For \(x>0\), the inequalities

$$\begin{aligned}& \frac{1}{2}+\frac{1}{2}\ln \biggl( ( 2x+1 ) \tanh \frac{1}{2x+1} \biggr) -\frac{1}{ ( 2x+1 ) \sinh ( 2/ ( 2x+1 ) ) } \\& \quad < \psi ( x+1 ) -\ln \biggl( x+\frac{1}{2} \biggr) \\& \quad < \beta_{1}+\frac{1}{2}\ln \biggl( ( 2x+1 ) \tanh \frac{1}{2x+1} \biggr) -\frac{1}{ ( 2x+1 ) \sinh ( 2/ ( 2x+1 ) ) } \end{aligned}$$

hold, where the constants \(1/2\) and

$$ \beta_{1}=\ln 2-\frac{1}{2}\ln ( \tanh 1 ) +\frac{1}{\sinh 2}- \gamma \approx 0.52782 $$

are the best possible.

Corollary 4

Let \(H_{n}=\sum_{k=1}^{n}\) for \(n\in \mathbb{N}\).
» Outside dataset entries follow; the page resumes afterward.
PR #2098, opened 2021-09-03
Include suggested-namespace annotation in base CSV

sergioifg94:
# Issue link

# What

The `operatorframework.io/suggested-namespace` is supported by OLM and operator-sdk to specify the default/recommended namespace where the operator might be installed. This provides a better user experience, as well as advantages when testing using the scorecard format.

Include this annotation in the base CSVs of both RHOAM and RHMI. The CSV generated will also include the annotation.

# Verification steps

The inequalities

$$\begin{aligned}& \biggl( \frac{1}{2}+\gamma \biggr) +\frac{1}{2}\ln \biggl( ( 2n+1 ) \tanh \frac{1}{2n+1} \biggr) -\frac{1}{ ( 2n+1 ) \sinh ( 2/ ( 2x+1 ) ) } \\& \quad < H_{n}-\ln \biggl( n+\frac{1}{2} \biggr) \\& \quad < \beta_{2}+\frac{1}{2}\ln \biggl( ( 2n+1 ) \tanh \frac{1}{2n+1} \biggr) -\frac{1}{ ( 2n+1 ) \sinh ( 2/ ( 2n+1 ) ) } \end{aligned}$$

hold, where \(1/2+\gamma \approx 1.0772\) and

$$ \beta_{2}=\frac{1}{3\sinh ( 2/3 ) }-\frac{1}{2}\ln \biggl( 3 \tanh \frac{1}{3} \biggr) -\ln \frac{3}{2}+1\approx 1.0774 $$

are the best possible constants.

Finally, as a by-product of Lemma 1, we draw the following conclusion.

Theorem 2

Let g be defined on \(( 0,\infty ) \) by

$$ g ( x ) =\ln \Gamma \biggl( x+\frac{1}{2} \biggr) - \biggl[ \frac{1}{2}\ln 2\pi +\frac{16}{21}x\ln x+\frac{5x}{42}\ln \biggl( x ^{2}+\frac{7}{20} \biggr) -x-\frac{\sqrt{35}}{42} \operatorname{arccot} \biggl( \sqrt{\frac{20}{7}}x \biggr) \biggr] . $$

Then g is strictly increasing and concave on \(( 0,\infty ) \).

Proof

Differentiation yields

$$\begin{aligned}& g^{\prime } ( x ) =\psi \biggl( x+\frac{1}{2} \biggr) - \biggl[ \frac{5}{42}\ln \biggl( x^{2}+\frac{7}{20} \biggr) + \frac{16}{21}\ln x \biggr] , \\& g^{\prime \prime } ( x ) =\psi^{\prime } \biggl( x+ \frac{1}{2} \biggr) -\frac{4}{3}\frac{15x^{2}+4}{x ( 20x^{2}+7 ) }=f_{1} ( x ) < 0, \end{aligned}$$

where the inequality holds due to Lemma 1. This completes the proof. □

Remark 1

Theorem 2 gives a new approximation for the gamma function

$$ \Gamma \biggl( x+\frac{1}{2} \biggr) \thicksim \sqrt{2\pi }x^{26x/21} \biggl( x^{2}+\frac{7}{20} \biggr) ^{5x/42}\exp \biggl[ -x-\frac{ \sqrt{35}}{42}\operatorname{arccot} \biggl( \sqrt{\frac{20}{7}}x \biggr) \biggr] , $$

as \(x\rightarrow \infty \), which satisfies

$$ \Gamma \biggl( x+\frac{1}{2} \biggr) =\sqrt{2\pi }x^{26x/21} \biggl( x ^{2}+\frac{7}{20} \biggr) ^{5x/42}\exp \biggl[ -x- \frac{\sqrt{35}}{42}\operatorname{arccot} \biggl( \sqrt{\frac{20}{7}}x \biggr) \biggr] \bigl( 1+O \bigl( x^{-5} \bigr) \bigr) . $$

Remark 2

Theorem 2 also offers an asymptotic formula for the psi function

$$ \psi \biggl( x+\frac{1}{2} \biggr) \thicksim \frac{5}{42}\ln \biggl( x ^{2}+\frac{7}{20} \biggr) +\frac{16}{21}\ln x\quad \text{as }x \rightarrow \infty . $$

Furthermore, by replacing x with \(x+1/2\), we have the following sharp inequalities:

$$\begin{aligned}& \frac{5}{42}\ln \biggl( x^{2}+x+\frac{3}{5} \biggr) + \frac{16}{21} \ln \biggl( x+\frac{1}{2} \biggr) \\& \quad < \psi ( x+1 ) < \lambda_{0}+\frac{5}{42}\ln \biggl( x^{2}+x+ \frac{3}{5} \biggr) +\frac{16}{21}\ln \biggl( x+ \frac{1}{2} \biggr) \end{aligned}$$

(3.1)

for \(x>0\) with the best constant

$$\begin{aligned}& \lambda_{0}=\frac{16}{21}\ln 2-\frac{5}{42}\ln \frac{3}{5}-\gamma \approx 0.011709; \\& \gamma +\frac{5}{42}\ln \biggl( n^{2}+n+\frac{3}{5} \biggr) + \frac{16}{21}\ln \biggl( n+\frac{1}{2} \biggr) \\& \quad < H_{n}< \lambda_{0}+\gamma +\frac{5}{42}\ln \biggl( n^{2}+n+ \frac{3}{5} \biggr) +\frac{16}{21}\ln \biggl( n+ \frac{1}{2} \biggr) \end{aligned}$$

for \(n\in \mathbb{N}\) with the best constant

$$ \lambda_{1}=1-\frac{16}{21}\ln \frac{3}{2}- \frac{5}{42}\ln \frac{13}{5}-\gamma \approx 0.00010718. $$

Inequalities (3.1) first appeared in [26, Corollary 3.4].

4 Conclusions

In this note, we mainly presented an upper bound of Smith’s approximation in accordance with the fact that the function \(x\mapsto \ln \Gamma ( x+1/2 ) - \ln S ( x ) \) is strictly increasing and concave on \(( 0,\infty ) \). As a consequence, we get some new sharp estimates to various classical inequalities concerning the gamma function and hyperbolic functions.